(Stored items)
Segment Open
PR #446, opened 2024-03-18
Clean up strong type utility

PointKernel:
This PR removes the inline sentinel namespace and moves the strong type definition to its own header file.

It's the first step to clean up multiple unrelated definitions in the same `detail/utils.hpp/cuh` file.

### DIFF
--- a/include/cuco/detail/utility/strong_type.cuh
+++ b/include/cuco/detail/utility/strong_type.cuh
@@ -1,0 +1,44 @@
Segment Closed
**What you will do**
Return every record exactly as it was given.

**Result**
PR #446, opened 2024-03-18
Clean up strong type utility

PointKernel:
This PR removes the inline sentinel namespace and moves the strong type definition to its own header file.

It's the first step to clean up multiple unrelated definitions in the same `detail/utils.hpp/cuh` file.

### DIFF
--- a/include/cuco/detail/utility/strong_type.cuh
+++ b/include/cuco/detail/utility/strong_type.cuh
@@ -1,0 +1,44 @@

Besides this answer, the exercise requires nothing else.